Unpacking Fashion's New AI Marketing Toolkit

Ever since Mango started to use Smartly, an AI-driven performance marketing tool, for social media ads, its revenue generated by these ads has quadrupled.
Using the platform, Mango's design team is able create brand templates that can be easily toggled between different versions of a photo of a dress, for example. Whereas before, creating different images required taking photos of different outfits in multiple settings.
The womenswear brand is far from the only fashion player to have figured out how to use artificial intelligence to optimise and boost the efficiency of advertising. Companies including sneaker retailer Foot Locker and German e-commerce giant Zalando are using AI for everything from product image backgrounds to quick-turnaround campaigns that align with social media microtrends.
Consumers go through content — and trends — so quickly today that advertisers struggle to keep up with analog creative production alone.
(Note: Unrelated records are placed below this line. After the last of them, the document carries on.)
PR #1513, opened 2024-09-14
inject: add PS1 crystal data

### LINKED ISSUE #1506: Restore PS1 purple colouring on save crystals
Now that we have the reflections so truthfully added to TR1X, the only thing missing about the crystals is their characteristic purple colour.

https://github.com/user-attachments/assets/e090a307-d9dd-447c-9af2-4bb312b689d2

@walkawayy I believe you'd identified the shade pretty precisely when doing the PS1 style menu UI, no? Else we can help.

lahm86:
Resolves #1506.

#### Checklist

#### Description

~~This allows injections to replace an unused palette slot with a specific color, and so allows an alternative to matching to the existing level palette. Data provided for each case of the savegame crystal, and the relevant config options updated/provided. The colour used is `#4040FF`.~~

~~I initially had in-game code to find the unused palette slots, but it was considerably expensive on loading times, so instead opted for the individual injection files with the information pre-calculated.~~

~~I also adjusted the teleport command to check crystal status to avoid tp'ing to ones that are consumed, mainly to allow checking how the crystal reacts to the lighting in different areas of the level.~~

This adds an option to replace the default savegame crystal model with one that matches PS1, using palette colour `#4040FF` on the mesh.


aredfan (approved):

src/game/console_cmd.c
```diff
@@ -182,7 +182,8 @@ static COMMAND_RESULT Console_Cmd_Teleport(const char *const args)
              item_num++) {
             const ITEM_INFO *const item = &g_Items[item_num];
             const bool is_pickup =
-                Object_IsObjectType(item->object_id, g_PickupObjects);
+                Object_IsObjectType(item->object_id, g_PickupObjects)
+                || item->object_id == O_SAVEGAME_ITEM;
```
rr-: This should be tracked in a separate issue + changelog entry. I suggest amending the condition below to spell `(is_pickup || item->object_id == O_SAVEGAME_ITEM)`, or rename this variable to something that reflects its purpose better (`is_consumable` for example).

rr- (commented):
Let's hold on with this approach for now – I believe that rather than forcing the injected texture colors into the level palette, we really should start supporting true color textures.

lahm86:
I've squashed out the console change and opened #1518 for that. Shall I just ditch this PR, or leave it open for reference for the time being?

rr-:
@lahm86 let's leave it open, I should be able to deliver the true color texturing today.

rr-:
Should be easier to implement with #1520 :relieved:  Our options include adding a new function to append a palette color, performing a texture swap, or ideally just injecting the entire object.

lahm86:
Updated to make use of the new palette logic - so much easier!

aredfan (approved):
I've checked one crystal per level, and all are showing the right colour as expected whether the purple tint option is enabled or disabled.

rr- (approved):

PR #1517, opened 2024-09-14
creature: perform safer conversion of hybrids

### LINKED ISSUE #1444: Missing rat and crocodile models can cause a crash
This only affects non-OG levels.

The game assumes that when `O_RAT` is loaded, `O_VOLE` is also loaded, and vice-versa. The same applies to `O_CROCODILE` and `O_ALLIGATOR`. If the counterpart model is missing, the game continues to switch the types depending on the room's water status, and so crashes can happen. A check should be added to ensure the model is present and if not, log a warning and remove the active item.

A similar issue exists with skaterboy if the skateboard model isn't present. The game assumes that it is, so it can crash when absent. Perhaps the check here should just warn, and then simply skip drawing the skateboard.

Ref: https://github.com/LostArtefacts/TR-Rando/pull/747

lahm86:
Resolves #1444.

#### Checklist

#### Description

A check will be performed before switching rats and crocodiles to ensure the target object is loaded. A similar check is done for skate kid's skateboard before trying to draw it.

Tidied up some `const`s too.

Attached is a couple of test levels, the first has the water models present and the land models not, the second vice-versa. There is a flipmap pad to test. Also, in the first, the skateboard is missing. 

[hybrids.zip](https://github.com/user-attachments/files/17002445/hybrids.zip)

### DIFF
--- a/CHANGELOG.md
+++ b/CHANGELOG.md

AI's rapid generation capabilities help marketers produce more varied ads so viewers are less likely to tire of them as they scroll social media's endless feeds.
But figuring out the right formula to use AI is no small feat. New tools seem to pop up weekly and while some platforms excel at automatically generating images, they may lack the editing tools marketers need to ensure visuals stay on-brand. Brands must consider their unique needs — which can range from visualising creative ideas for a campaign and enhancing their product imagery with dynamic backgrounds to automatically targeting different audiences with different versions of the same ad — in order to determine the ways in which AI could amplify their creative production.
The most accessible AI tools are ChatGPT and Adobe's Firefly, which many agencies already use for easy image generation. Others favour more advanced platforms like Midjourney and Leonardo AI for greater creative control and experimentation. Meanwhile, AI agency Maison Meta and Zalando aggregate multiple AI technologies into their own platforms, curating the best tools for specific tasks like background generation and editing under one interface — Maison Meta also hosts workshops for clients like Mango to teach them how to use its toolkit.
More advanced tools are able to connect the dots between image generation and ad optimisation on social media. Meta, for instance, has its own suite of AI tools called Advantage+, which includes creative enhancements that allow brands to customise their ads by animating imagery, adding music or enhancing copy. Platforms like Smartly and Pixis are also dedicated to optimising the creative content in ads, allowing marketers to create visual templates that can be automatically updated to cater to different customers across platforms like Meta, TikTok, Amazon and more. Footwear retailer JustFab, for example, was able to create a template for its broad product catalog by removing the backgrounds across all images and generating new seasonal scenes across using Smartly.
'It's the consumption happening now through social media that requires a volume that the marketing industry wasn't prepared for,' said PJ Pereira, creative chairman of advertising agency Pereira O'Dell. Lead With Human Creativity
Regardless of the AI tools, human creativity and artistic direction must come first. 'This is not the end of the creative director or the creative teams,' said Jason Widup, senior vice president of marketing at AI advertising company Pixis. 'What we're seeing is the creative teams want to create new, interesting, fun concepts. They want to be pushing the envelope. And AI still doesn't have human taste.'
What this looks like in practice is using traditional brainpower to come up with core campaign concepts, and then using AI to see how far the idea can be pushed — testing out how an image would look on Mars, for instance, or with a giraffe alongside a model, said Pereira. 'You can think and see in real time,' he said.
While in the past, campaign generation could be costly, AI enables marketers to test multiple ideas at one time and see what works best.
'The biggest leap currently as a creative industry is the fact that the risk of trying something is infinitely smaller,' said Pereira. Turn One Asset into Countless Variations
Proponents of the technology still don't trust AI to fully take over ad production, said Pixis's Widup.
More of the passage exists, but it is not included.